### Records to process
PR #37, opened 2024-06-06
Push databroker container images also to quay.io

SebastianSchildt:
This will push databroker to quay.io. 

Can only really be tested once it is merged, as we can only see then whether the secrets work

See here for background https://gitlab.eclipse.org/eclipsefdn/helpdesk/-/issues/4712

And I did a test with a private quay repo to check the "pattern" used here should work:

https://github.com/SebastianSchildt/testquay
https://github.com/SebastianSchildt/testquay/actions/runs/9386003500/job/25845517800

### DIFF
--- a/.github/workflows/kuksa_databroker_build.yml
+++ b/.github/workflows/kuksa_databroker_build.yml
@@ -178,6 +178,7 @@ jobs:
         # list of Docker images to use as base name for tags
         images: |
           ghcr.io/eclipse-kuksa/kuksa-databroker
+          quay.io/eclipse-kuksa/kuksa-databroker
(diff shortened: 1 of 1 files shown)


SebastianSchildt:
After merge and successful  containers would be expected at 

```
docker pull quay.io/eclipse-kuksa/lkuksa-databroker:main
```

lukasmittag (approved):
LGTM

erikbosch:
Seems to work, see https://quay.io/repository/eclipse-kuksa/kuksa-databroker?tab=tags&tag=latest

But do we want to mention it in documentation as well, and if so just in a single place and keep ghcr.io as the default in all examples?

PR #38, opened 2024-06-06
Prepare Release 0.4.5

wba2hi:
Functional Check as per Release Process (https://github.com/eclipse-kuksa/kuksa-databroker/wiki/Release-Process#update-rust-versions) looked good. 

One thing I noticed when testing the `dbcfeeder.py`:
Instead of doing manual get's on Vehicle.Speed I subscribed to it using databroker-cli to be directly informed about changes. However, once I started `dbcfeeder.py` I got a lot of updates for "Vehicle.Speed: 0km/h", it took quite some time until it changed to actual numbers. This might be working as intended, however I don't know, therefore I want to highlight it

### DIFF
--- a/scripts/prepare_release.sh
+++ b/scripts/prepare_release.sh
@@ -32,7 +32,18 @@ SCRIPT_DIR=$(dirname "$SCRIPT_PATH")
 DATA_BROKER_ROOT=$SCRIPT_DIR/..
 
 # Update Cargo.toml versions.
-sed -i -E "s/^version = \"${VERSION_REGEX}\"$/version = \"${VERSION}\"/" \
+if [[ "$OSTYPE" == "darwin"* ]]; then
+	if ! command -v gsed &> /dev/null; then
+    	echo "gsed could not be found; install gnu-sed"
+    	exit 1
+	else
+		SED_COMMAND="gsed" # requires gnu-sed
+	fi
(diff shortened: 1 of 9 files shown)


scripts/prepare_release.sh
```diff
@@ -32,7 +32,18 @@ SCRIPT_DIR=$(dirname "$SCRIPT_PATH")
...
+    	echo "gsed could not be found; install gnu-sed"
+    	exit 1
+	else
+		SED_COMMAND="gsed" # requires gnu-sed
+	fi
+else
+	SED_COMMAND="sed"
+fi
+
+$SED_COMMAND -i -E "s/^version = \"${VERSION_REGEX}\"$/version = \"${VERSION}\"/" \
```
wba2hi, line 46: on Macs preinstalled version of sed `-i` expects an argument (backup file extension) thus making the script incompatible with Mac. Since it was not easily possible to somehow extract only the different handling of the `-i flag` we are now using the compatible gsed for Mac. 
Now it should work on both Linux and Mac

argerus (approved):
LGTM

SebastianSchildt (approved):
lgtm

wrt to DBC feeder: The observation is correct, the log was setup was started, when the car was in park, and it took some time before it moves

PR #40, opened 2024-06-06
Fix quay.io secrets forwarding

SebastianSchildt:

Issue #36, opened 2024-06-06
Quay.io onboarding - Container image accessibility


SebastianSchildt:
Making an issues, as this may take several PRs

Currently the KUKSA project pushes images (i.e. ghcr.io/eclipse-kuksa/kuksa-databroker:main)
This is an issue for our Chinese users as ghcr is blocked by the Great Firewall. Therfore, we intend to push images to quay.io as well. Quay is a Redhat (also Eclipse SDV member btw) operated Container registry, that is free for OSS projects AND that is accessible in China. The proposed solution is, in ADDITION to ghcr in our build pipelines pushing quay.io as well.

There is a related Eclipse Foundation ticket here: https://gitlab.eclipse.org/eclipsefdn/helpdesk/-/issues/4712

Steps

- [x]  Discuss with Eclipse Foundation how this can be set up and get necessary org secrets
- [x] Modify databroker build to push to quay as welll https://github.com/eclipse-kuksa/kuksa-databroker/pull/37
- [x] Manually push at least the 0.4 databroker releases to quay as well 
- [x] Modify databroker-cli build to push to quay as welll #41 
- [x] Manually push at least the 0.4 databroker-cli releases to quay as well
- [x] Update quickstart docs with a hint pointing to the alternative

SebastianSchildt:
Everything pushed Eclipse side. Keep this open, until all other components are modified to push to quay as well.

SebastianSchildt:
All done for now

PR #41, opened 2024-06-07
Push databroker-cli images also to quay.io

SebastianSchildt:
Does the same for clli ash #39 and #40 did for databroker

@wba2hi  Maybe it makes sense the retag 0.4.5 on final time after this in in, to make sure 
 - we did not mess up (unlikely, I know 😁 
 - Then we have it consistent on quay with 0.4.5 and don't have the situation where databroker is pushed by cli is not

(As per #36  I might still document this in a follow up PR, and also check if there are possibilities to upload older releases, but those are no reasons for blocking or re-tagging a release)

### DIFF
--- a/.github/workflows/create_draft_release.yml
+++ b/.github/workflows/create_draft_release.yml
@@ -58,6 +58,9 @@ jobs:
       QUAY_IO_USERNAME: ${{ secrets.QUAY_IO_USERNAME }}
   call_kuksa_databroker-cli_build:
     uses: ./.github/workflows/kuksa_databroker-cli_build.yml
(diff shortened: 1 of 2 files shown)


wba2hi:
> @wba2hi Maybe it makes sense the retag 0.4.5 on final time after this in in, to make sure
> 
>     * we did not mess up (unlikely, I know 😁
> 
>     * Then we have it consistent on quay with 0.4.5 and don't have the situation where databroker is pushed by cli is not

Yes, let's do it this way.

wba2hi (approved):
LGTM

### Assignment
In the answer, every line above should be retyped exactly.

### Solution for this task
PR #37, opened 2024-06-06
Push databroker container images also to quay.io

SebastianSchildt:
This will push databroker to quay.io. 

Can only really be tested once it is merged, as we can only see then whether the secrets work

See here for background https://gitlab.eclipse.org/eclipsefdn/helpdesk/-/issues/4712

And I did a test with a private quay repo to check the "pattern" used here should work:

https://github.com/SebastianSchildt/testquay
https://github.com/SebastianSchildt/testquay/actions/runs/9386003500/job/25845517800

### DIFF
--- a/.github/workflows/kuksa_databroker_build.yml
+++ b/.github/workflows/kuksa_databroker_build.yml
@@ -178,6 +178,7 @@ jobs:
         # list of Docker images to use as base name for tags
         images: |
           ghcr.io/eclipse-kuksa/kuksa-databroker
+          quay.io/eclipse-kuksa/kuksa-databroker
(diff shortened: 1 of 1 files shown)


SebastianSchildt:
After merge and successful  containers would be expected at 

```
docker pull quay.io/eclipse-kuksa/lkuksa-databroker:main
```

lukasmittag (approved):
LGTM

erikbosch:
Seems to work, see https://quay.io/repository/eclipse-kuksa/kuksa-databroker?tab=tags&tag=latest

But do we want to mention it in documentation as well, and if so just in a single place and keep ghcr.io as the default in all examples?

PR #38, opened 2024-06-06
Prepare Release 0.4.5

wba2hi:
Functional Check as per Release Process (https://github.com/eclipse-kuksa/kuksa-databroker/wiki/Release-Process#update-rust-versions) looked good. 

One thing I noticed when testing the `dbcfeeder.py`:
Instead of doing manual get's on Vehicle.Speed I subscribed to it using databroker-cli to be directly informed about changes. However, once I started `dbcfeeder.py` I got a lot of updates for "Vehicle.Speed: 0km/h", it took quite some time until it changed to actual numbers. This might be working as intended, however I don't know, therefore I want to highlight it

### DIFF
--- a/scripts/prepare_release.sh
+++ b/scripts/prepare_release.sh
@@ -32,7 +32,18 @@ SCRIPT_DIR=$(dirname "$SCRIPT_PATH")
 DATA_BROKER_ROOT=$SCRIPT_DIR/..
 
 # Update Cargo.toml versions.
-sed -i -E "s/^version = \"${VERSION_REGEX}\"$/version = \"${VERSION}\"/" \
+if [[ "$OSTYPE" == "darwin"* ]]; then
+	if ! command -v gsed &> /dev/null; then
+    	echo "gsed could not be found; install gnu-sed"
+    	exit 1
+	else
+		SED_COMMAND="gsed" # requires gnu-sed
+	fi
(diff shortened: 1 of 9 files shown)


scripts/prepare_release.sh
```diff
@@ -32,7 +32,18 @@ SCRIPT_DIR=$(dirname "$SCRIPT_PATH")
...
+    	echo "gsed could not be found; install gnu-sed"
+    	exit 1
+	else
+		SED_COMMAND="gsed" # requires gnu-sed
+	fi
+else
+	SED_COMMAND="sed"
+fi
+
+$SED_COMMAND -i -E "s/^version = \"${VERSION_REGEX}\"$/version = \"${VERSION}\"/" \
```
wba2hi, line 46: on Macs preinstalled version of sed `-i` expects an argument (backup file extension) thus making the script incompatible with Mac. Since it was not easily possible to somehow extract only the different handling of the `-i flag` we are now using the compatible gsed for Mac. 
Now it should work on both Linux and Mac

argerus (approved):
LGTM

SebastianSchildt (approved):
lgtm

wrt to DBC feeder: The observation is correct, the log was setup was started, when the car was in park, and it took some time before it moves

PR #40, opened 2024-06-06
Fix quay.io secrets forwarding

SebastianSchildt:

Issue #36, opened 2024-06-06
Quay.io onboarding - Container image accessibility


SebastianSchildt:
Making an issues, as this may take several PRs

Currently the KUKSA project pushes images (i.e. ghcr.io/eclipse-kuksa/kuksa-databroker:main)
This is an issue for our Chinese users as ghcr is blocked by the Great Firewall. Therfore, we intend to push images to quay.io as well. Quay is a Redhat (also Eclipse SDV member btw) operated Container registry, that is free for OSS projects AND that is accessible in China. The proposed solution is, in ADDITION to ghcr in our build pipelines pushing quay.io as well.

There is a related Eclipse Foundation ticket here: https://gitlab.eclipse.org/eclipsefdn/helpdesk/-/issues/4712

Steps

- [x]  Discuss with Eclipse Foundation how this can be set up and get necessary org secrets
- [x] Modify databroker build to push to quay as welll https://github.com/eclipse-kuksa/kuksa-databroker/pull/37
- [x] Manually push at least the 0.4 databroker releases to quay as well 
- [x] Modify databroker-cli build to push to quay as welll #41 
- [x] Manually push at least the 0.4 databroker-cli releases to quay as well
- [x] Update quickstart docs with a hint pointing to the alternative

SebastianSchildt:
Everything pushed Eclipse side. Keep this open, until all other components are modified to push to quay as well.

SebastianSchildt:
All done for now

PR #41, opened 2024-06-07
Push databroker-cli images also to quay.io

SebastianSchildt:
Does the same for clli ash #39 and #40 did for databroker

@wba2hi  Maybe it makes sense the retag 0.4.5 on final time after this in in, to make sure 
 - we did not mess up (unlikely, I know 😁 
 - Then we have it consistent on quay with 0.4.5 and don't have the situation where databroker is pushed by cli is not

(As per #36  I might still document this in a follow up PR, and also check if there are possibilities to upload older releases, but those are no reasons for blocking or re-tagging a release)

### DIFF
--- a/.github/workflows/create_draft_release.yml
+++ b/.github/workflows/create_draft_release.yml
@@ -58,6 +58,9 @@ jobs:
       QUAY_IO_USERNAME: ${{ secrets.QUAY_IO_USERNAME }}
   call_kuksa_databroker-cli_build:
     uses: ./.github/workflows/kuksa_databroker-cli_build.yml
(diff shortened: 1 of 2 files shown)


wba2hi:
> @wba2hi Maybe it makes sense the retag 0.4.5 on final time after this in in, to make sure
> 
>     * we did not mess up (unlikely, I know 😁
> 
>     * Then we have it consistent on quay with 0.4.5 and don't have the situation where databroker is pushed by cli is not

Yes, let's do it this way.

wba2hi (approved):
LGTM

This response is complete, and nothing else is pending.